◆ EXERCISE ◆
Give back the full data character for character.
─── GIVEN DATA
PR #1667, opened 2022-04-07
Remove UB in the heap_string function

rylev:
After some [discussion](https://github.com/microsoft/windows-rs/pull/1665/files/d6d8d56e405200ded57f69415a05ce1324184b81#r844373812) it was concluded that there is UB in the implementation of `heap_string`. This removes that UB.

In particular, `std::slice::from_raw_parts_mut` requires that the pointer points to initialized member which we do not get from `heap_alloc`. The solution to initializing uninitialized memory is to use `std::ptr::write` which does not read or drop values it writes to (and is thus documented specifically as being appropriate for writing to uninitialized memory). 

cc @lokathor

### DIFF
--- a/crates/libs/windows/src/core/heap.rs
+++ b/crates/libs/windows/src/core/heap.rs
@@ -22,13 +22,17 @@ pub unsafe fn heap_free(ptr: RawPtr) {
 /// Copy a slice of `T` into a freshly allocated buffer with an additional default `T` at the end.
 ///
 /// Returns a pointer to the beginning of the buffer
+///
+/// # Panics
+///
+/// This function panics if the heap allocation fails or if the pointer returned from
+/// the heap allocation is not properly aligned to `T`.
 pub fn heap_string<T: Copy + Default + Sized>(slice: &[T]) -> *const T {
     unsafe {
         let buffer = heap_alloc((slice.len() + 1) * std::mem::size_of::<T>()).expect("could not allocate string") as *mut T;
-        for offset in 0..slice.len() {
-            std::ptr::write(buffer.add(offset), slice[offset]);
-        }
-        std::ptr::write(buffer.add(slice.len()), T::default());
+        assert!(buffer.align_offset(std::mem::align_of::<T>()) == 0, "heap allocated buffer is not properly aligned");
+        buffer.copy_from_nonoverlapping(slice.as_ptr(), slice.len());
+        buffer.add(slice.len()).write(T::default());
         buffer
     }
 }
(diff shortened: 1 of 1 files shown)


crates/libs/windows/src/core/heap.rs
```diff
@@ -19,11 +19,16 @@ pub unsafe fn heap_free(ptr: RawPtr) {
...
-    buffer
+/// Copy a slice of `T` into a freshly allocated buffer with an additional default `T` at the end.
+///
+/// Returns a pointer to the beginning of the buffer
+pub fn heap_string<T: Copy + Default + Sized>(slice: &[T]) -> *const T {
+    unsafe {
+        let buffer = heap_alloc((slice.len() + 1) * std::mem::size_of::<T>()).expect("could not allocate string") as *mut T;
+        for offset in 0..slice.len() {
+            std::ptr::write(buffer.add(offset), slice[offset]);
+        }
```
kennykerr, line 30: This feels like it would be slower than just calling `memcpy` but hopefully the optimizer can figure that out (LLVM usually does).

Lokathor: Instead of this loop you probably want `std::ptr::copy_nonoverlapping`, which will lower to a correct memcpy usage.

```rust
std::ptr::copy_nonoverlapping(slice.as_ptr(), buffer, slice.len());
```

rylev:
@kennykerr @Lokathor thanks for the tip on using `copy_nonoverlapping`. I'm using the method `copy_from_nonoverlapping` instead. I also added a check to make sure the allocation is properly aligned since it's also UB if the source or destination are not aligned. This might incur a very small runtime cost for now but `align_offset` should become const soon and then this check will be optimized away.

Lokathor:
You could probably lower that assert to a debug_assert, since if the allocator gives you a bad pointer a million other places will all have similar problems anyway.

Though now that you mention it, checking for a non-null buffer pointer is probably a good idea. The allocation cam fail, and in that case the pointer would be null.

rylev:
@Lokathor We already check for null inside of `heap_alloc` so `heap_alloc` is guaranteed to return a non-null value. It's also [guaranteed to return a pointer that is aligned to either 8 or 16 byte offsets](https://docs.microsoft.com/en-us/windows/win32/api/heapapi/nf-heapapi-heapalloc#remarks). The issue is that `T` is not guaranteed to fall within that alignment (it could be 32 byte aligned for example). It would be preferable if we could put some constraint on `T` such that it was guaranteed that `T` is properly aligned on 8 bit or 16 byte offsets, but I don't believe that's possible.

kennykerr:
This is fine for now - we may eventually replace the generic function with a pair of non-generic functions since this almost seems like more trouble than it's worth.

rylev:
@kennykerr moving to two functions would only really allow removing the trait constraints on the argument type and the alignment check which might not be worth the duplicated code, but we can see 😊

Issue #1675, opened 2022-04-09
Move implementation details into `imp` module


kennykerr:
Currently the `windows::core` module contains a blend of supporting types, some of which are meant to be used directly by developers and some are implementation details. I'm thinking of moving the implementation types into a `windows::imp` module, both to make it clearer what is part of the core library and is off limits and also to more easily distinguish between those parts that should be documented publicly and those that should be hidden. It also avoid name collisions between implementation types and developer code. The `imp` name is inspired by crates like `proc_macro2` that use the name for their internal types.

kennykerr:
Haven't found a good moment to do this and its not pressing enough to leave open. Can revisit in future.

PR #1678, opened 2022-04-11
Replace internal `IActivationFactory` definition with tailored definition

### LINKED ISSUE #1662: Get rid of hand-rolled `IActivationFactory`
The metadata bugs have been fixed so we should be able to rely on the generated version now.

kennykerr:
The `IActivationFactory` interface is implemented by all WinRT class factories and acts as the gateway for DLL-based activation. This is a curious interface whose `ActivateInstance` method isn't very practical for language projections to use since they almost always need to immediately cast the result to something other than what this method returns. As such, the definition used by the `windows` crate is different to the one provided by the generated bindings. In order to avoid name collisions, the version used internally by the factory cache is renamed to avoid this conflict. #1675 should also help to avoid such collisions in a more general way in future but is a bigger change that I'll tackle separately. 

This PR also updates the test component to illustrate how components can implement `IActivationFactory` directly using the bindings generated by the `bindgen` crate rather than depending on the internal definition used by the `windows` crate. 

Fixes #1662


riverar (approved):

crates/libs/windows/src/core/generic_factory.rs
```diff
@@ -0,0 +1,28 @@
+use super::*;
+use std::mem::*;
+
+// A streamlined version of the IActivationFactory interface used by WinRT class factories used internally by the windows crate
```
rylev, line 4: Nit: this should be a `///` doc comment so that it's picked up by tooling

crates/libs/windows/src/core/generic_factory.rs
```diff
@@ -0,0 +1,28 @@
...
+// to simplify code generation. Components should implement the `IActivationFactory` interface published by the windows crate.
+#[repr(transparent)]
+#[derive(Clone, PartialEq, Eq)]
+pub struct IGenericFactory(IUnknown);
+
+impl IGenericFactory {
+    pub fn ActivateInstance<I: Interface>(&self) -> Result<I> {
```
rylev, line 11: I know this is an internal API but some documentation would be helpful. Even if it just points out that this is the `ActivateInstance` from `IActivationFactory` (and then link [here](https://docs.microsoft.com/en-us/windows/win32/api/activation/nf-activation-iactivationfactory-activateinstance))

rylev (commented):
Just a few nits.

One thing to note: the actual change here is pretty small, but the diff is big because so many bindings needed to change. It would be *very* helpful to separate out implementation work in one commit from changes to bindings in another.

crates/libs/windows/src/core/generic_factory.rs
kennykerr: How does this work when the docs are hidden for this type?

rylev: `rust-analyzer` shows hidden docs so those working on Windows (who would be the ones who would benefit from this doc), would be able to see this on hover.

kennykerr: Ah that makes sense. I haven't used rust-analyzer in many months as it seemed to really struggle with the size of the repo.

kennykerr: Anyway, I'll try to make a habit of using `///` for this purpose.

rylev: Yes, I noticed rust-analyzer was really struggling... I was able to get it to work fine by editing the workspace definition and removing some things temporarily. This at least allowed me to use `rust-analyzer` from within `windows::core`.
──────
◆ RESULT OF THIS EXERCISE ◆
PR #1667, opened 2022-04-07
Remove UB in the heap_string function

rylev:
After some [discussion](https://github.com/microsoft/windows-rs/pull/1665/files/d6d8d56e405200ded57f69415a05ce1324184b81#r844373812) it was concluded that there is UB in the implementation of `heap_string`. This removes that UB.

In particular, `std::slice::from_raw_parts_mut` requires that the pointer points to initialized member which we do not get from `heap_alloc`. The solution to initializing uninitialized memory is to use `std::ptr::write` which does not read or drop values it writes to (and is thus documented specifically as being appropriate for writing to uninitialized memory). 

cc @lokathor

### DIFF
--- a/crates/libs/windows/src/core/heap.rs
+++ b/crates/libs/windows/src/core/heap.rs
@@ -22,13 +22,17 @@ pub unsafe fn heap_free(ptr: RawPtr) {
 /// Copy a slice of `T` into a freshly allocated buffer with an additional default `T` at the end.
 ///
 /// Returns a pointer to the beginning of the buffer
+///
+/// # Panics
+///
+/// This function panics if the heap allocation fails or if the pointer returned from
+/// the heap allocation is not properly aligned to `T`.
 pub fn heap_string<T: Copy + Default + Sized>(slice: &[T]) -> *const T {
     unsafe {
         let buffer = heap_alloc((slice.len() + 1) * std::mem::size_of::<T>()).expect("could not allocate string") as *mut T;
-        for offset in 0..slice.len() {
-            std::ptr::write(buffer.add(offset), slice[offset]);
-        }
-        std::ptr::write(buffer.add(slice.len()), T::default());
+        assert!(buffer.align_offset(std::mem::align_of::<T>()) == 0, "heap allocated buffer is not properly aligned");
+        buffer.copy_from_nonoverlapping(slice.as_ptr(), slice.len());
+        buffer.add(slice.len()).write(T::default());
         buffer
     }
 }
(diff shortened: 1 of 1 files shown)


crates/libs/windows/src/core/heap.rs
```diff
@@ -19,11 +19,16 @@ pub unsafe fn heap_free(ptr: RawPtr) {
...
-    buffer
+/// Copy a slice of `T` into a freshly allocated buffer with an additional default `T` at the end.
+///
+/// Returns a pointer to the beginning of the buffer
+pub fn heap_string<T: Copy + Default + Sized>(slice: &[T]) -> *const T {
+    unsafe {
+        let buffer = heap_alloc((slice.len() + 1) * std::mem::size_of::<T>()).expect("could not allocate string") as *mut T;
+        for offset in 0..slice.len() {
+            std::ptr::write(buffer.add(offset), slice[offset]);
+        }
```
kennykerr, line 30: This feels like it would be slower than just calling `memcpy` but hopefully the optimizer can figure that out (LLVM usually does).

Lokathor: Instead of this loop you probably want `std::ptr::copy_nonoverlapping`, which will lower to a correct memcpy usage.

```rust
std::ptr::copy_nonoverlapping(slice.as_ptr(), buffer, slice.len());
```

rylev:
@kennykerr @Lokathor thanks for the tip on using `copy_nonoverlapping`. I'm using the method `copy_from_nonoverlapping` instead. I also added a check to make sure the allocation is properly aligned since it's also UB if the source or destination are not aligned. This might incur a very small runtime cost for now but `align_offset` should become const soon and then this check will be optimized away.

Lokathor:
You could probably lower that assert to a debug_assert, since if the allocator gives you a bad pointer a million other places will all have similar problems anyway.

Though now that you mention it, checking for a non-null buffer pointer is probably a good idea. The allocation cam fail, and in that case the pointer would be null.

rylev:
@Lokathor We already check for null inside of `heap_alloc` so `heap_alloc` is guaranteed to return a non-null value. It's also [guaranteed to return a pointer that is aligned to either 8 or 16 byte offsets](https://docs.microsoft.com/en-us/windows/win32/api/heapapi/nf-heapapi-heapalloc#remarks). The issue is that `T` is not guaranteed to fall within that alignment (it could be 32 byte aligned for example). It would be preferable if we could put some constraint on `T` such that it was guaranteed that `T` is properly aligned on 8 bit or 16 byte offsets, but I don't believe that's possible.

kennykerr:
This is fine for now - we may eventually replace the generic function with a pair of non-generic functions since this almost seems like more trouble than it's worth.

rylev:
@kennykerr moving to two functions would only really allow removing the trait constraints on the argument type and the alignment check which might not be worth the duplicated code, but we can see 😊

Issue #1675, opened 2022-04-09
Move implementation details into `imp` module


kennykerr:
Currently the `windows::core` module contains a blend of supporting types, some of which are meant to be used directly by developers and some are implementation details. I'm thinking of moving the implementation types into a `windows::imp` module, both to make it clearer what is part of the core library and is off limits and also to more easily distinguish between those parts that should be documented publicly and those that should be hidden. It also avoid name collisions between implementation types and developer code. The `imp` name is inspired by crates like `proc_macro2` that use the name for their internal types.

kennykerr:
Haven't found a good moment to do this and its not pressing enough to leave open. Can revisit in future.

PR #1678, opened 2022-04-11
Replace internal `IActivationFactory` definition with tailored definition

### LINKED ISSUE #1662: Get rid of hand-rolled `IActivationFactory`
The metadata bugs have been fixed so we should be able to rely on the generated version now.

kennykerr:
The `IActivationFactory` interface is implemented by all WinRT class factories and acts as the gateway for DLL-based activation. This is a curious interface whose `ActivateInstance` method isn't very practical for language projections to use since they almost always need to immediately cast the result to something other than what this method returns. As such, the definition used by the `windows` crate is different to the one provided by the generated bindings. In order to avoid name collisions, the version used internally by the factory cache is renamed to avoid this conflict. #1675 should also help to avoid such collisions in a more general way in future but is a bigger change that I'll tackle separately. 

This PR also updates the test component to illustrate how components can implement `IActivationFactory` directly using the bindings generated by the `bindgen` crate rather than depending on the internal definition used by the `windows` crate. 

Fixes #1662


riverar (approved):

crates/libs/windows/src/core/generic_factory.rs
```diff
@@ -0,0 +1,28 @@
+use super::*;
+use std::mem::*;
+
+// A streamlined version of the IActivationFactory interface used by WinRT class factories used internally by the windows crate
```
rylev, line 4: Nit: this should be a `///` doc comment so that it's picked up by tooling

crates/libs/windows/src/core/generic_factory.rs
```diff
@@ -0,0 +1,28 @@
...
+// to simplify code generation. Components should implement the `IActivationFactory` interface published by the windows crate.
+#[repr(transparent)]
+#[derive(Clone, PartialEq, Eq)]
+pub struct IGenericFactory(IUnknown);
+
+impl IGenericFactory {
+    pub fn ActivateInstance<I: Interface>(&self) -> Result<I> {
```
rylev, line 11: I know this is an internal API but some documentation would be helpful. Even if it just points out that this is the `ActivateInstance` from `IActivationFactory` (and then link [here](https://docs.microsoft.com/en-us/windows/win32/api/activation/nf-activation-iactivationfactory-activateinstance))

rylev (commented):
Just a few nits.

One thing to note: the actual change here is pretty small, but the diff is big because so many bindings needed to change. It would be *very* helpful to separate out implementation work in one commit from changes to bindings in another.

crates/libs/windows/src/core/generic_factory.rs
kennykerr: How does this work when the docs are hidden for this type?

rylev: `rust-analyzer` shows hidden docs so those working on Windows (who would be the ones who would benefit from this doc), would be able to see this on hover.

kennykerr: Ah that makes sense. I haven't used rust-analyzer in many months as it seemed to really struggle with the size of the repo.

kennykerr: Anyway, I'll try to make a habit of using `///` for this purpose.

rylev: Yes, I noticed rust-analyzer was really struggling... I was able to get it to work fine by editing the workspace definition and removing some things temporarily. This at least allowed me to use `rust-analyzer` from within `windows::core`.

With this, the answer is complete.